**Problem details:**
Although the data below holds other lines too, output only those from the line with "route+method identity via" up to and including the line with "still scan it.", exactly as they appear.

** Provided records follows **

Issue #206, opened 2026-08-13
`messages:` can't match or extract on exception stack traces


joelgwebber:
`MessageDef` matches on `level` + a regex over the record's `text`, and the observed record is `Message{Index, Tab, Level, Text, Ts}`. An uncaught exception's **stack** — its throwing origin and frames — is dropped, so a corpus can't classify an exception by where it came from, nor extract the failing location.

## Proposed record extension (additive)

```go
type Message struct {
    // …existing…
    Stack []Frame   // empty for non-exceptions
}
type Frame struct { Function, File string; Line, Column int }
```

## Def side (small SEP-0006 follow-on)

Give `MessageDef` a stack-addressing `properties[]` mirroring SEP-0005's `source` / `field` / `pattern` — e.g. `source: stack`, `field: top.file` or a frame index, optional `pattern` — so an exception can be named/classified by origin and its location extracted.

## Relationships

- Extends the message half of #170 (matching is `level` + `text` only today) and SEP-0006 (#113).
- Capture side: the collector already receives CDP `Runtime.exceptionThrown` `stackTrace.callFrames` but drops them.
- The message analogue of the request-body gap — same "records faithful to defs" principle.

Issue #130, opened 2026-07-31
Network collector: WebSocket traffic invisible (capture WS upgrades + optional frame logging)


joelgwebber:
The collector captures HTTP request/response only; `network list --url ws`
returns nothing, so a WebSocket-driven app shows every asset and beacon *except*
its actual traffic, and a `requests:` entry for a WS endpoint can never match.

**Expected:** capture the WS upgrade request at minimum (ideally with optional
frame logging).

Split from the original omnibus (2026-08-16): the HTTP response header/body
retention + surfacing gaps moved to #226 (needed to wrap up the request-property
runtime work). This issue is WebSocket visibility only — the larger, separable
effort.

PR #207, opened 2026-08-13
sightmap: faithful Request records + RequestsForRecord property extraction (SEP-0005 runtime half)

### LINKED ISSUE #205: Observed `Request` records carry no headers or bodies, so SEP-0005 `properties:` can't be evaluated
SEP-0005 (landed, #157 / #112) lets a `RequestDef` declare `properties[]` whose `source` is one of `req.body` / `rsp.body` / `req.headers` / `rsp.headers`. But the observed record it must run against —

```go
Request{Index, Tab, Method, URL, Status, StatusText, ResourceType, Ts}
```

carries **neither bodies nor headers**. The def surface has outgrown the record: a corpus can say "extract `declineReason` from `rsp.body`," and nothing in the runtime record can supply it.

## Principle

An observed record should faithfully carry everything its matching def can address — kept **optional** so a lazy/live producer may omit expensive fields (fetch-on-demand) and matching degrades to "property absent," while a producer holding a full capture populates them.

## Proposed record extension (additive, all optional)

```go
type Request struct {
    // …existing…
    DurationMs int64
    ReqHeaders []Header   // ordered, duplicate-preserving; case-insensitive lookup
    RspHeaders []Header
    ReqBody    *Body
    RspBody    *Body
}
type Header struct { Name, Value string }
type Body struct { Content string; Size int; ContentType string; Truncated bool }
```

- Raw `Content` + `ContentType`; the **matcher** parses (the `field` dot-path implies JSON at match time — keep parsing out of the record).
- `Truncated` / `Size` let a matcher distinguish "absent" from "absent because truncated."
- Add a record-based **`RequestsForRecord(rec) []RequestMatch`** that does identity match **and** resolves `properties[]` — the SEP-0005 runtime half.

## Relationships

- Record-shape prerequisite for the request-extraction half of #170 (which currently proposes reusing the collector's `NetworkEntry`).
- Capture side is #130 (response headers/bodies not retained).
- Resolves the lean-vs-faithful tension the current record comment names ("bodies are large") by making the fields optional rather than absent.

joelgwebber:
Closes #205. The runtime (evaluation) half of SEP-0005 request `properties:`, at the library boundary — the surface a downstream consumer (FullStory/lidar) calls directly.

## Problem

A `RequestDef` can declare `properties[]` whose `source` is `req.body` / `rsp.body` / `req.headers` / `rsp.headers`, but the observed record it must run against —

```go
Request{Index, Tab, Method, URL, Status, StatusText, ResourceType, Ts}
```

carried neither bodies nor headers. The def surface had outgrown the record: a corpus could say "extract `outcome` from `rsp.body`," and nothing in the runtime record could supply it.

## Change

**Record (`records.go`), additive + all optional** — faithful to what a def can address, kept optional so a lazy/live producer may omit expensive fields and matching degrades to "property absent," while a full-capture producer populates them:

```go
Request{ …existing…
    DurationMs int64       // the reserved "duration" identity
    ReqHeaders []Header     // ordered, duplicate-preserving; case-insensitive lookup
    RspHeaders []Header
    ReqBody    *Body        // raw Content + ContentType; matcher parses
    RspBody    *Body
}
Header{ Name, Value string }
Body{ Content string; Size int; ContentType string; Truncated bool }
```

All `omitempty`, so an unpopulated record marshals byte-identically to before (regression-guarded by a test).

**Matcher (`request_extract.go`)** — `Corpus.RequestsForRecord(rec) []RequestMatch`: route+method identity via the existing `RequestsForURL` (one identity path), then per matched def resolves `properties[]` into a `RequestMatch{Name, Memory, Tags, Properties}` (the request-side analogue of `ComponentMatch`). Resolution is `source → field → pattern → transform`:

- `field` on a `*.body` walks a JSON dot-path (object keys; a numeric segment indexes an array — `items.0.name`); scalars stringify plainly (a JSON `8` → `"8"`, not `"8.0"`), a composite leaf re-encodes to JSON so a `pattern` can still scan it.
- `field` on a `*.headers` is a case-insensitive header name; duplicate headers join with `, ` (RFC 7230).
- optional RE2 `pattern` refines what `field` resolved (capture group 1 else whole match), or scans the raw body when `field` is absent.
- optional `transform` (reuses `ApplyTransform`, which gains its first non-test caller — the "dead mirror" #160 flagged).

Unresolved values are **silently omitted** per SEP-0005, so an incomplete record (bodies not captured) yields fewer properties, never an error. Reserved identity names (`status`/`method`/`duration`) are left to the signal layer and need no `properties:` declaration.

## Scope / follow-ups

- **Lib only** — this is exactly what Subtext pulls; it populates records from its own capture. No CLI/devtools wiring here.
- **Capture side** (populating headers/bodies from the sightmap collector's live CDP) is #130; **devtools wiring** to surface these in `network list|get` follows after.
- The message analogue (exception stacks on `Message` records) is #206.

## Tests

`request_extract_test.go`: body field / nested + array index / numeric stringification, header + pattern, duplicate-header join, pattern-scans-raw-body (form-encoded), transform, composite-leaf-encoded-for-pattern, invalid-pattern-omits, exhaustive silent-omission, `RequestsForRecord` identity+extraction / no-match / no-properties, and the lean-wire guard. `go build/vet/test ./...` green; `gofmt` clean.

### DIFF
--- a/.changeset/request-record-extraction.md
+++ b/.changeset/request-record-extraction.md
@@ -1,0 +1,17 @@
+---
+"@sightmap/sightmap": minor
+---
+
+Observed `Request` records can now carry the payload a `RequestDef`'s
+`properties[]` addresses, and a new matcher resolves them — the runtime half of
+SEP-0005. `Request` gains optional (omitempty) `DurationMs`, `ReqHeaders` /
+`RspHeaders` (`[]Header`), and `ReqBody` / `RspBody` (`*Body`) fields, so a
+producer holding a full capture can populate them while a lazy producer leaves
+them nil and the wire stays lean. `Corpus.RequestsForRecord(rec) []RequestMatch`
+does route+method identity matching (via `RequestsForURL`) and then resolves each
+matched def's `properties[]` against the record — `source` → `field` (JSON
+dot-path with numeric array indexing for a `*.body`; case-insensitive header
+lookup for a `*.headers`) → optional RE2 `pattern` (capture group 1 else the whole
+match, or a scan of the raw source when `field` is absent) → optional
+`transform`. Unresolved values are omitted silently per the spec, so an
+incomplete record degrades to fewer properties rather than erroring.
--- a/go/sightmap/records.go
+++ b/go/sightmap/records.go
@@ -18,9 +18,16 @@ type Message struct {
 	Ts    int64  `json:"ts"` // unix milliseconds
 }
 
-// Request is one observed network request/response. Bodies are not included —
-// they are large and, for a live capture, fetched lazily by the tool that
-// observed the request. Status is 0 until the response is seen.
+// Request is one observed network request/response. Status is 0 until the
+// response is seen.
+//
+// Everything a RequestDef's properties[] can address (the SEP-0005 sources
+// req.body / rsp.body / req.headers / rsp.headers, plus the reserved identity
+// name duration) is carried here, so the record is faithful to what the def can
+// extract. But every such field is optional: a lazy or streaming producer may
+// leave them nil/empty — bodies are large and are often fetched on demand — and
+// property extraction then degrades to "value absent" (silent omission, per the
+// SEP) rather than erroring. A producer holding a full capture populates them.
 type Request struct {
 	Index        int    `json:"index"`
 	Tab          string `json:"tab"`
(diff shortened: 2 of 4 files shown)


nrodd (approved):
LGTM!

** End of Provided records **

**Solution:**
**Matcher (`request_extract.go`)** — `Corpus.RequestsForRecord(rec) []RequestMatch`: route+method identity via the existing `RequestsForURL` (one identity path), then per matched def resolves `properties[]` into a `RequestMatch{Name, Memory, Tags, Properties}` (the request-side analogue of `ComponentMatch`). Resolution is `source → field → pattern → transform`:

- `field` on a `*.body` walks a JSON dot-path (object keys; a numeric segment indexes an array — `items.0.name`); scalars stringify plainly (a JSON `8` → `"8"`, not `"8.0"`), a composite leaf re-encodes to JSON so a `pattern` can still scan it.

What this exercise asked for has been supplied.